- [Exercise instructions]:
Using the entries below, copy out all lines where "support" is found.

- [Data to process]:
>>>

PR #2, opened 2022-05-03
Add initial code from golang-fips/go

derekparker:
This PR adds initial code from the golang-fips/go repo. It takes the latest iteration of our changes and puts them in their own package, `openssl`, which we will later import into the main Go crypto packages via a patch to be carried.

<<<
>>>

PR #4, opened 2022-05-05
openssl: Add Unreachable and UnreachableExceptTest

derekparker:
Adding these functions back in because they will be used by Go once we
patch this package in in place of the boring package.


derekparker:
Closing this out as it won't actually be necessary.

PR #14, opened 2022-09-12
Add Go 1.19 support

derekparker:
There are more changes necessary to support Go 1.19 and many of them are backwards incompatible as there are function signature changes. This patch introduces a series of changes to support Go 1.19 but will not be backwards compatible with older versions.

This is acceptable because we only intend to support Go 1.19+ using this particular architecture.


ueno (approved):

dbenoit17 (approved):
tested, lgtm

<<<

- [Written answer]:
Add Go 1.19 support
There are more changes necessary to support Go 1.19 and many of them are backwards incompatible as there are function signature changes. This patch introduces a series of changes to support Go 1.19 but will not be backwards compatible with older versions.
This is acceptable because we only intend to support Go 1.19+ using this particular architecture.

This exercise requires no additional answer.